START PROVIDED RECORDS

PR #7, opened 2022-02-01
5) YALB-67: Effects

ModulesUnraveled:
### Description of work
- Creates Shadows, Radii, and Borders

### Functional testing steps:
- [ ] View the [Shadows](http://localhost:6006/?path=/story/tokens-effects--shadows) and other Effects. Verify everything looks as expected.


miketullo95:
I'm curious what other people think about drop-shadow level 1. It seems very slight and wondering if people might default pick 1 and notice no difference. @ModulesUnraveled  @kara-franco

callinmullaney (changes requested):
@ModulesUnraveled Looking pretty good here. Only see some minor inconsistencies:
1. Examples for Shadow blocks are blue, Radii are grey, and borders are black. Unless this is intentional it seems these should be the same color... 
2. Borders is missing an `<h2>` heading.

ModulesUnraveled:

END PROVIDED RECORDS
START PROVIDED RECORDS

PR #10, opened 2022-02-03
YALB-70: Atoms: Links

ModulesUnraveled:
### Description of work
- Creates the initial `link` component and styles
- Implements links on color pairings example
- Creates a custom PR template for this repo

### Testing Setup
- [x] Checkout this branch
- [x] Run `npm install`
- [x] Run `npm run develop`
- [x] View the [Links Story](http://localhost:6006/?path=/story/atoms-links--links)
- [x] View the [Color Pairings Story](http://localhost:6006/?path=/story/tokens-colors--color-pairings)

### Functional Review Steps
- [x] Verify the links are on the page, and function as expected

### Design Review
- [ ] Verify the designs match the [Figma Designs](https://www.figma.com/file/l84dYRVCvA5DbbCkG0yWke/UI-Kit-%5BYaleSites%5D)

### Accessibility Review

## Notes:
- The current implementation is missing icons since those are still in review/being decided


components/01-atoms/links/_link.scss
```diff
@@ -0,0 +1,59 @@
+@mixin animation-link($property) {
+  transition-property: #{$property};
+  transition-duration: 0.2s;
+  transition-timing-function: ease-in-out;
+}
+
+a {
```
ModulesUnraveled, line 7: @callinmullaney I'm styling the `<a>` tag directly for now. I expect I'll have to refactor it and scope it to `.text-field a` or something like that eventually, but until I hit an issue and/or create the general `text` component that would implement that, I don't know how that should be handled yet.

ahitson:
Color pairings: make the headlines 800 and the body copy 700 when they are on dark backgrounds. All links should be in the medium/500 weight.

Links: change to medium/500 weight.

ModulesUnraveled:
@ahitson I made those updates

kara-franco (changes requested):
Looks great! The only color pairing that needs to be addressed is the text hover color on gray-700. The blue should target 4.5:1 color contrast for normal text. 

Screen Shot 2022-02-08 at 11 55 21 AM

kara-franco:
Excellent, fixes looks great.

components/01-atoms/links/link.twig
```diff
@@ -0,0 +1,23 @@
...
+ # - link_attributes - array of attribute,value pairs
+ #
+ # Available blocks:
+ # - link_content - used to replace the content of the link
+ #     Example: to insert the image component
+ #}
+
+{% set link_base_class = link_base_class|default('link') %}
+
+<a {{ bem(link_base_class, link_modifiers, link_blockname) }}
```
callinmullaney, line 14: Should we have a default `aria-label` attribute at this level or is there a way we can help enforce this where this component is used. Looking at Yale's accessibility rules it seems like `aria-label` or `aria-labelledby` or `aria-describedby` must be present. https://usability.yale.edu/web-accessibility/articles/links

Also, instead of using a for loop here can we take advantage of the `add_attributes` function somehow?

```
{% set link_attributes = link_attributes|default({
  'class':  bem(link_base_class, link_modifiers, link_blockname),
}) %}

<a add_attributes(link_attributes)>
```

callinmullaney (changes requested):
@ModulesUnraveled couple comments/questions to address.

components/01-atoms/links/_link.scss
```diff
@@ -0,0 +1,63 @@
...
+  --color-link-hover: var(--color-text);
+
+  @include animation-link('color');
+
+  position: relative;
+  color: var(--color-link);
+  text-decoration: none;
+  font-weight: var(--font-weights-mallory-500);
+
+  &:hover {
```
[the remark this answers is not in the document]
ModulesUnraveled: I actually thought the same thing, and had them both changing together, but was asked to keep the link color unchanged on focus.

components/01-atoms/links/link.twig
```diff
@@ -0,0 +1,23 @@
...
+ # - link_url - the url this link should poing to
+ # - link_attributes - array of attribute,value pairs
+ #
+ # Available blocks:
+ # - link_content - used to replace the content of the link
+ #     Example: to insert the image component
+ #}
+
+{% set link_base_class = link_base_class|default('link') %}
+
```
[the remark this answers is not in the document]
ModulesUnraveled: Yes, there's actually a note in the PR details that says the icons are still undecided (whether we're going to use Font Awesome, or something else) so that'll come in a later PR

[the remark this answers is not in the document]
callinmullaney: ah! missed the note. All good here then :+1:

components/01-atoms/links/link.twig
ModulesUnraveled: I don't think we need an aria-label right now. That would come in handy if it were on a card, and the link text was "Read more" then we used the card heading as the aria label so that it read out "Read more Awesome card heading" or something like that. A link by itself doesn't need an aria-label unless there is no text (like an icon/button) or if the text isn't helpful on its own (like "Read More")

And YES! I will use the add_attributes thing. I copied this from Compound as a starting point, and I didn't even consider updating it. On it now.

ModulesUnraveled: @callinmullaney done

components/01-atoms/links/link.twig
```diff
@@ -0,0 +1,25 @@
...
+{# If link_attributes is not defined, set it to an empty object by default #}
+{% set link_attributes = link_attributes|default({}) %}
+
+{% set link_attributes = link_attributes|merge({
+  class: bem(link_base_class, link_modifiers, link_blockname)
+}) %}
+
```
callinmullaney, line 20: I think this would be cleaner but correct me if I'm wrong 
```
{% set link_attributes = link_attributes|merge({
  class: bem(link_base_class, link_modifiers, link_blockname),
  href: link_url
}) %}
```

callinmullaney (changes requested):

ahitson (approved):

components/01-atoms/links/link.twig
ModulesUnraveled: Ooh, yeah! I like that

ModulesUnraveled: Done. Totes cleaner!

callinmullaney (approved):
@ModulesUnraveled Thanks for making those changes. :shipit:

END PROVIDED RECORDS
START PROVIDED RECORDS

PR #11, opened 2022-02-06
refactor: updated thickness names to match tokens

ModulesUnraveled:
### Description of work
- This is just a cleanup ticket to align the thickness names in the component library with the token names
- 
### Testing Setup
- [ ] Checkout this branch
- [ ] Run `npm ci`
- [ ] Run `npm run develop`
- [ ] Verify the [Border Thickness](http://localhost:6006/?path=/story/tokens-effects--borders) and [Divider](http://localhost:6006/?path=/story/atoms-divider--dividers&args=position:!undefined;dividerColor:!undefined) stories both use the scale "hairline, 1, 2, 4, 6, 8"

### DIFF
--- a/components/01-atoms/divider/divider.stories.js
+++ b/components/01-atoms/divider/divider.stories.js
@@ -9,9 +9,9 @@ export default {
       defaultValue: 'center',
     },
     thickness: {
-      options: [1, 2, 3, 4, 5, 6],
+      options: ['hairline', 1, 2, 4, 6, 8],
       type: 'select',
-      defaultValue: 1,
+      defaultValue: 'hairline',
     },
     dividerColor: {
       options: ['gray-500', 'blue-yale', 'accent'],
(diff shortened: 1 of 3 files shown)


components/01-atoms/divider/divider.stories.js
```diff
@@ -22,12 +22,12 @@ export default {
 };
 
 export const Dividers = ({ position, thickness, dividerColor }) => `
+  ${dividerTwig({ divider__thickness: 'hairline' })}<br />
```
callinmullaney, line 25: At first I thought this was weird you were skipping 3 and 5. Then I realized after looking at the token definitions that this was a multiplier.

END PROVIDED RECORDS

WHAT YOU SHOULD DO> Would you please copy every line in the data that contains the word "pairings"?

TASK ANSWER>
- Implements links on color pairings example
- [x] View the [Color Pairings Story](http://localhost:6006/?path=/story/tokens-colors--color-pairings)
Color pairings: make the headlines 800 and the body copy 700 when they are on dark backgrounds. All links should be in the medium/500 weight.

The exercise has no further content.